Writing in U.S. News & World Report, I argue that the technical side of Social Security reform should wait until we consider some of the broader issues on what we want a social insurance program to accomplish and how different households react to government plans offering retirement benefits.
First, we must recognize that while Social Security is a progressive program and does help reduce poverty in old age, most benefits don't go to poor households. In fact, the highest-earning fifth of the population receives about one-third of total Social Security benefits, and the next fifth receives almost another third. Social Security doesn't pay benefits to middle- and high-earning households because those households can't save on their own. It pays those benefits based on a political calculation, dating from the time of Social Security's founding, that middle- and higher-earning Americans wouldn't support a program that benefits the poor unless they themselves received a benefit from it. But paying generous benefits to middle- and high-earning households gets very expensive as the population ages and the workforce paying into Social Security shrinks.

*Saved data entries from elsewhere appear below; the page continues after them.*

PR #44, opened 2017-05-27
(WIP) Add mykiwi/docker-* | Bug ?

mykiwi:
| Q             | A
| ------------- | ---
| License       | MIT


Pierstoval:
You must release at least one stable version for your package, else the bot refuses the PR

vonalbert:
Just a question: does make sense to include the recipes for versions of php < 7.1 since Flex will require at least PHP 7.1.3?
I mean all the docker-symfony-php5* and docker-symfony-php70* packages

mykiwi:
Good point.  
Symfony 3 still works with php 5.5 so I will keep php 5.6 & 7.0; but I think I will add an other container for composer with php 7.1.

vonalbert:
So if I'm using symfony 3.3.x (which requires php 5.5.9), as long I run all the composer commands from my host machine with php 7.1 (required only by flex ATM), everything should be fine for a development environment.

Anyway I'm not sure the dependencies could be resolved for a production env where php is 5.5, because of flex is not in required-dev section (and flex requires php 7.1).

However I cannot test it right away so I'm not 100% sure :)

mykiwi:
In fact, I  will remove 5.6 and 7.0 since 7.1 is in require when using flex.

PR #47, opened 2017-05-29
Add FOSRestBundle recipe

20uf:
| Q             | A
| ------------- | ---
| License       | MIT

About this bundle:
Is a popular bundle for the rapid development of RESTful applications and applications.
8.2 million downloads
https://github.com/FriendsOfSymfony/FOSRestBundle
@FriendsOfSymfony as the authors of the bundle

### DIFF
--- a/friendsofsymfony/rest-bundle/2.2/etc/packages/fos_rest.yaml
+++ b/friendsofsymfony/rest-bundle/2.2/etc/packages/fos_rest.yaml
@@ -15,13 +15,4 @@ fos_rest:
 #    format_listener:
 #        rules:
 #            - { path: ^/api, prefer_extension: true, fallback_format: json, priorities: [ json, html ] }
-#    body_listener:
-#        default_format:       null
-#        throw_exception_on_unsupported_content_type:  false
-#        decoders:
-#
-#            # Prototype
-#            name:                 ~
-#        array_normalizer:
-#            service:              null
-#            forms:                false
+#    body_listener: true
--- a/friendsofsymfony/rest-bundle/2.2/etc/packages/fos_rest.yaml
+++ b/friendsofsymfony/rest-bundle/2.2/etc/packages/fos_rest.yaml
@@ -1,5 +1,5 @@
 # Read the documentation: https://symfony.com/doc/master/bundles/FOSRestBundle/index.html
-fos_rest:
+fos_rest: ~
 # Uncomment to activate features
 #
 #    param_fetcher_listener:  true
@@ -15,4 +15,5 @@ fos_rest:
 #    format_listener:
 #        rules:
 #            - { path: ^/api, prefer_extension: true, fallback_format: json, priorities: [ json, html ] }
-#    body_listener: true
+#    body_listener:
+#        enabled:              true
--- a/friendsofsymfony/rest-bundle/2.2/etc/packages/fos_rest.yaml
+++ b/friendsofsymfony/rest-bundle/2.2/etc/packages/fos_rest.yaml
@@ -15,5 +15,3 @@ fos_rest: ~
 #    format_listener:
 #        rules:
 #            - { path: ^/api, prefer_extension: true, fallback_format: json, priorities: [ json, html ] }
-#    body_listener:
-#        enabled:              true
--- a/friendsofsymfony/rest-bundle/2.2/etc/packages/fos_rest.yaml
+++ b/friendsofsymfony/rest-bundle/2.2/etc/packages/fos_rest.yaml
@@ -1,70 +1,20 @@
+# Read the documentation: https://symfony.com/doc/master/bundles/FOSRestBundle/index.html
 fos_rest:
-    disable_csrf_role:    null
-#    access_denied_listener:
+# Uncomment to activate features
 #
-#        # Prototype
-#        name:                 ~
-#    unauthorized_challenge:  null
-#    param_fetcher_listener:  false
-#    cache_dir:            '%kernel.cache_dir%/fos_rest'
-#    allowed_methods_listener:  false
-#    routing_loader:
-#        default_format:       null
-#        include_format:       true
-#    body_converter:
-#        enabled:              false
-#        validate:             false
-#        validation_errors_argument:  validationErrors
-#    service:
-#        router:               router
-#        templating:           templating
-#        serializer:           null
-#        view_handler:         fos_rest.view_handler.default
-#        exception_handler:    fos_rest.view.exception_wrapper_handler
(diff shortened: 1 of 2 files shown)


GuilhemN:
I don't think we should include so many config options, imo only the most important should be there.

20uf:
@GuilhemN What determines the most important? Do you have an example?

GuilhemN:
The one that are likely to be manually configured, so i would keep something minimal like:
```yml
fos_rest:
# Uncomment to activate features
#
#    param_fetcher_listener:  true
#    allowed_methods_listener:  true
#    routing_loader: true
#    view:
#        view_response_listener:  true
#    exception:
#        codes:
#            App\Exception\MyException: 403
#        messages:
#            App\Exception\MyException: Forbidden area.
#    format_listener:
#        rules:
#            - { path: ^/api, prefer_extension: true, fallback_format: json, priorities: [ json, html ] }
```

lsmith77:
puh .. hard to say .. I tend to use quite a few settings in my projects. certainly I always use `body_listener` as well. but I would also say .. better to start small.

GuilhemN:
Well indeed, I think we should add `body_listener`, removed by mistake :)

20uf:
@GuilhemN  @lsmith77 is it ok ?

friendsofsymfony/rest-bundle/2.2/etc/packages/fos_rest.yaml
```diff
@@ -0,0 +1,27 @@
...
+#        view_response_listener:  true
+#    exception:
+#        codes:
+#            App\Exception\MyException: 403
+#        messages:
+#            App\Exception\MyException: Forbidden area.
+#    format_listener:
+#        rules:
+#            - { path: ^/api, prefer_extension: true, fallback_format: json, priorities: [ json, html ] }
+#    body_listener:
```
GuilhemN: Sub options should be removed imo.

GuilhemN:
I wonder if we shouldn't uncomment everything, we would lose a bit in perf (we can probably improve that in the bundle) but dx would be greatly improved.

friendsofsymfony/rest-bundle/2.2/etc/packages/fos_rest.yaml
20uf: just : 

```
#    body_listener:
#        default_format:       null
#        throw_exception_on_unsupported_content_type:  false`
```
?

20uf:
Tell me what you decide :)

friendsofsymfony/rest-bundle/2.2/etc/packages/fos_rest.yaml
GuilhemN: I don't think these are very usual so I would just keep `true`.

GuilhemN:
For me we should uncomment, at worse we'll still be able to revert if i'm the only thinking this way ☺

friendsofsymfony/rest-bundle/2.2/etc/packages/fos_rest.yaml
20uf: Done

GuilhemN:
Can you also do https://github.com/symfony/recipes-contrib/pull/47#issuecomment-306040966 ? :)

20uf:
@GuilhemN  What is the request your link does not work :(

GuilhemN:
It was a link to my previous message:
> For me we should uncomment, at worse we'll still be able to revert if i'm the only thinking this way ☺

I think we should uncomment this default config.

friendsofsymfony/rest-bundle/2.2/etc/packages/fos_rest.yaml
```diff
@@ -0,0 +1,19 @@
+# Read the documentation: https://symfony.com/doc/master/bundles/FOSRestBundle/index.html
+fos_rest: ~
+# Uncomment to activate features
+#
+#    param_fetcher_listener:  true
+#    allowed_methods_listener:  true
+#    routing_loader: true
```
GuilhemN: My mistake, this doesn't exist... should be removed.

friendsofsymfony/rest-bundle/2.2/etc/packages/fos_rest.yaml
GuilhemN: It seems it's enabled by default (https://github.com/FriendsOfSymfony/FOSRestBundle/blob/master/DependencyInjection/Configuration.php#L264) so it should be entirely removed... sorry one more change :stuck_out_tongue:

20uf:
I deleted the listener from the body. Le code is it appropriate?

```
# Read the documentation: https://symfony.com/doc/master/bundles/FOSRestBundle/index.html
fos_rest: ~
# Uncomment to activate features
#
#    param_fetcher_listener:  true
#    allowed_methods_listener:  true
#    routing_loader: true
#    view:
#        view_response_listener:  true
#    exception:
#        codes:
#            App\Exception\MyException: 403
#        messages:
#            App\Exception\MyException: Forbidden area.
#    format_listener:
#        rules:
#            - { path: ^/api, prefer_extension: true, fallback_format: json, priorities: [ json, html ] }

```

20uf:
@GuilhemN @lsmith77 It's OK for you ? If you agree, you can approve this PR?

GuilhemN:
@20uf https://github.com/symfony/recipes-contrib/pull/47/files#r120013178 still need to be adressed and the file uncommented :)

20uf:
@GuilhemN It is done ! Tell me exactly what you want as configuration if it does not suit you, it will be simpler.

friendsofsymfony/rest-bundle/2.2/etc/packages/fos_rest.yaml
```diff
@@ -0,0 +1,17 @@
+# Read the documentation: https://symfony.com/doc/master/bundles/FOSRestBundle/index.html
+fos_rest: ~
+# Uncomment to activate features
```
fabpot: this can be removed

20uf: @fabpot want to tell you everything that is in comment is not worth it to be present?

fabpot: only this line which does not add any value IMHO (and the extra blank line as well)

20uf: It's done.

PR #48, opened 2017-05-29
Add StofDoctrineExtensionsBundle recipe

20uf:
| Q             | A
| ------------- | ---
| License       | MIT

About this bundle:
The most popular one for integration of the gedmo/doctrine-extensions.
6.5 million downloads
https://github.com/stof/StofDoctrineExtensionsBundle
@stof  as the author of the bundle

### DIFF
--- a/stof/doctrine-extensions-bundle/1.2/etc/packages/stof_doctrine_extensions.yaml
+++ b/stof/doctrine-extensions-bundle/1.2/etc/packages/stof_doctrine_extensions.yaml
@@ -1,0 +1,21 @@
+stof_doctrine_extensions:
+    default_locale: en_US
+
+    # Activate the extensions you want
+    orm:
+        default:
+            tree: true
+            timestampable: false # not needed: listeners are not enabled by default
+        other:
+            timestampable: true
+
+#    # Overriding the listeners¶
+#    class:
+#        tree:           MyBundle\TreeListener
+#        timestampable:  MyBundle\TimestampableListener
+#        blameable:      ~
+#        sluggable:      ~
+#        translatable:   ~
+#        loggable:       ~
+#        softdeleteable: ~
+#        uploadable:     ~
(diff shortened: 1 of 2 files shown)


stof/doctrine-extensions-bundle/1.2/etc/packages/stof_doctrine_extensions.yaml
```diff
@@ -0,0 +1,21 @@
+stof_doctrine_extensions:
+    default_locale: en_US
+
+    # Activate the extensions you want
+    orm:
+        default:
+            tree: true
+            timestampable: false # not needed: listeners are not enabled by default
+        other:
```
alOneh: this one will cause an issue because the `other` entity manager does not exist on common projects.
Just keep `default` section.

stof/doctrine-extensions-bundle/1.2/etc/packages/stof_doctrine_extensions.yaml
```diff
@@ -0,0 +1,21 @@
+stof_doctrine_extensions:
+    default_locale: en_US
+
+    # Activate the extensions you want
+    orm:
+        default:
+            tree: true
+            timestampable: false # not needed: listeners are not enabled by default
```
Pierstoval: I'd suggest adding most common extensions enabled and comment them, and add a small comment line explaining that nothing is enabled by default, so users just have to uncomment the lines to activate a specific extension

stof/doctrine-extensions-bundle/1.2/etc/packages/stof_doctrine_extensions.yaml
```diff
@@ -0,0 +1,21 @@
...
+        other:
+            timestampable: true
+
+#    # Overriding the listeners¶
```
Pierstoval: I don't know if it's very common to override listeners, is it? If not, then this is unnecessary because the user will definitely need the docs to override a listener, therefore defaulting the listeners classes is useless IMO

stof/doctrine-extensions-bundle/1.2/etc/packages/stof_doctrine_extensions.yaml
20uf: It is done, I simplified by adding the links of documentation which is too consequent to be expressed here.

PR #53, opened 2017-06-11
Add MobileDetectorBundle recipe

orions:
| Q             | A
| ------------- | ---
| License       | MIT

About this bundle:
The most popular one for detect mobile device.
+900K downloads
https://github.com/suncat2000/MobileDetectBundle
@suncat2000 as the author of the bundle

PR #39, opened 2017-05-17
Add NelmioApiDocBundle recipe

20uf:
| Q             | A
| ------------- | ---
| License       | MIT

About this bundle:
The most popular one for generate a decent documentation for your APIs.
6 million downloads
https://github.com/nelmio/NelmioApiDocBundle
@GuilhemN as the author of the bundle

PR #54, opened 2017-06-13
Add KnpSnappyBundle recipe

orions:
| Q             | A
| ------------- | ---
| License       | MIT

About this bundle:
Snappy is a PHP (5.3+) wrapper for the wkhtmltopdf conversion utility.
+2M downloads
https://github.com/KnpLabs/KnpSnappyBundle
@KnpLabs as the author of the bundle


stof:
@orions mentioning an organization does not send notifications to anyone, so it does not ask the author for a review 😄

knplabs/knp-snappy-bundle/1.4/etc/packages/knp_snappy.yaml
```diff
@@ -0,0 +1,10 @@
+# Read Documentation: https://github.com/KnpLabs/KnpSnappyBundle/blob/v1.4/README.markdown
+knp_snappy: ~
+#    temporary_folder: %kernel.cache_dir%/snappy
+#    pdf:
+#        enabled:    true
+#        options: []
+#    image:
+#        enabled:    true
+#        options: []
```
stof: putting all available options commented does not make any sense:

- recipes are not about providing documentation
- if the bundle adds new config settings, this will get unmaintainable:
    - the recipe will not automatically mention them
    - even if the recipe gets updated, your existing project will not get an updated version of the skeleton file
- everyone using your project will have to wonder all the time about why all the config settings are commented

20uf:
@stof It is nevertheless difficult to know who to tag when not explicitly stated who is / are the major authors.
(And frankly what is the use of the possibility of tag the group if does not receive notification.)

knplabs/knp-snappy-bundle/1.4/etc/packages/knp_snappy.yaml
20uf: @stof I totally agree. 
Some say that you need documentation for a better practice. [e.g](https://github.com/symfony/recipes-contrib/pull/39/files/853054988bd6de2a13835898a0de38019c4ab028#r117183291) 
This topic deserves more clarity in your documentation.

What do you think we should do?
```
# Read Documentation: https://github.com/KnpLabs/KnpSnappyBundle/blob/v1.4/README.markdown
knp_snappy: ~

```
Just that ?

orions: @stof i don't understand what i should provide as conf settings, all settings in this bundle have a default value. 
Should i provide an empty conf like @20uf propose or the most used settings like @fabpot propose in another PR https://github.com/symfony/recipes-contrib/pull/53

stof: Well, if 99% of people using the bundle don't need to configure anything, it is indeed best to rely on default values. But then, my point is that this file is useless in 99% of projects, and so does not need to be there at all (and so the recipe is useless after that, as it is exactly the same than the auto-created recipe if your remove this file).

PR #61, opened 2017-06-28
Rss atom bundle

alexdebril:
| Q             | A
| ------------- | ---
| License       | MIT

This bundle offers JSONFeed / Atom / RSS feeds' read and write support.


debril/rss-atom-bundle/4.0/package/rss_atom.yaml
```diff
@@ -0,0 +1,5 @@
+debril_rss_atom:
```
stof: this file must be inside the `etc` folder, otherwise it won't be copied.

stof:
Having no requirement on any Symfony package in the bundle looks weird to me. Are you sure about your composer requirements ?

stof:
Btw, your require-dev uses `<3.3` for all components, meanign you forbid testing with Symfony 3.3+, while Flex is only used for 3.3+. So your recipe is here to allow people to use the bundle in ways that your forbid your CI to test. Not good experience....

alexdebril:
Sorry I forgot about the require-dev issue I had some weeks ago, I'll fix this and submit another pull request later.

stof:
no need to close the PR. The recipe itself is still correct (maybe just mark the PR as WIP until you have tested the bundle with 3.3)

alexdebril:
Thank you for your advice.

OK, I fixed the version issue in require-dev and I added symfony/framework-bundle in the require section. The build is correct with Symfony 3.3, so I reopen the PR.

xabbuh:
I would be more explicit which Symfony components you rely on and not depend on the FrameworkBundle.

alexdebril:
I'm ok with that, however the StreamController depends on `Symfony\Bundle\FrameworkBundle\Controller\Controller`. so the `require` section will look like : 

```json
    "require": {
        "php": ">=5.6",
        "symfony/config": "~2.6|~3.0",
        "symfony/http-foundation": "~2.6|~3.0",
        "symfony/http-kernel": "~2.6|~3.0",
        "symfony/dependency-injection": "~2.6|~3.0",
        "symfony/framework-bundle": "~2.6|~3.0",
        "debril/feed-io": "~3.0"
    },
```
Is that good for you ?

stof:
@alexdebril this looks sensible to me (assuming 2.6 and 3.0 are really the lower bounds for 2.x and 3.x of course)

stof:
Btw, the section `Version 2.5 is a transitional version` in the readme of 4.x is not really useful.

debril/rss-atom-bundle/4.0/packages/rss_atom.yaml
```diff
@@ -0,0 +1,5 @@
+debril_rss_atom:
```
stof: you still haven't moved this file inside the `etc` folder, so it does not get copied

stof:
@fabpot could we have a validation for recipe ensure that all files of the recipe folder are either part of the recipe content (manifest, makefile and maybe others) or matched by one of the `copy-from-recipe` rules ?  this would avoid mistakes where the file is in the wrong place (which are hard to spot in the review. As you can see, I first approved the PR and then saw that the file was in the wrong location)

alexdebril:
@stof I moved `packages` under `etc` and just performed a test using  https://symfony.sh/r/github.com/symfony/recipes-contrib/61, it works. 

You're right about the "transitional version" it's not useful anymore in 4.x, I will remove it.

About the symfony/framework-bundle dependency, could you be more specific about the issue please ? I'm trying to figure out what's wrong with that and I really don't get it. Is it something with the compatibility range from 2.6 to 3.x, could it be too wide ?

alexdebril:
@stof, @fabpot I think it could be a good thing for developers to have a 'recipe-checker' to prevent invalid pull request. It could be working like this : 

```bash 
$ composer require --dev symfony/recipe-checker
$ ./vendor/bin/recipe-checker vendor/package
Checking ...
license [ok]
manifest.json [ok]
routing ending with .yaml [ok]
tabulations [ok]
...
```

Also it could make your validation process easier for you, with less invalid PRs to handle (like this one). And to force developers to use it, symfony/recipes-contrib could have a pre-push hook that runs the checker and refuses the push if the recipe is invalid.

fabpot:
@stof done

fabpot:
@alexdebril The validator runs as soon as you submit the pull request. It does exactly what you describe. Having it as a tool used by developers would be much more cumbersome as people would need to do an extra manual step, think about updating to the latest version of the tool, and I would have to support it, and probably more I don't think of right now.

The current process is much easier for everyone as the hook runs automatically and always uses the latest version. Just push your code and validation is triggered.  Errors are displayed in the diff and as a nice summary.

fabpot:
@alexdebril If you have finished here, you should remove the 'WIP' prefix on the title (which prevents merging the PR).

alexdebril:
@fabpot yes I made the requested changes, I remove the [WIP] prefix. Thank you for your explanations about the validator.

PR #65, opened 2017-07-30
Add GeoSocio Http Serializer Bundle

davidbarratt:
| Q             | A
| ------------- | ---
| License       | MIT


davidbarratt:
I updated the license in `1.0.5` but now it says the version is not valid. :(
https://packagist.org/packages/geosocio/http-serializer-bundle

javiereguiluz:
Version 1.0.5 is valid according to Packagist: https://packagist.org/packages/geosocio/http-serializer-bundle  Maybe the problem is that it has just been released and we need to wait a bit?

fabpot:
Version 1.0.5 is indeed not valid. It should be 1.0 I suppose.

fabpot:
I've also just updated the validator to make the error message more explicit (you can see the new error message on this PR).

And second, there is plenty of evidence that middle- and high-earning households treat Social Security and personal saving as substitutes. That is, if you increase Social Security benefits, these households will save less on their own. If Social Security benefits are lower, middle- and high-earning households tend to save more to make up the difference. Research from the U.S., United Kingdom, Canada and Poland finds similar results: If future Social Security benefits are lowered, middle- and upper-income workers save more. But if future benefits are made more generous, working-age households will save less. The result of the Democratic candidates' plans to expand Social Security benefits would very likely be less individual retirement saving by middle- and upper-income Americans.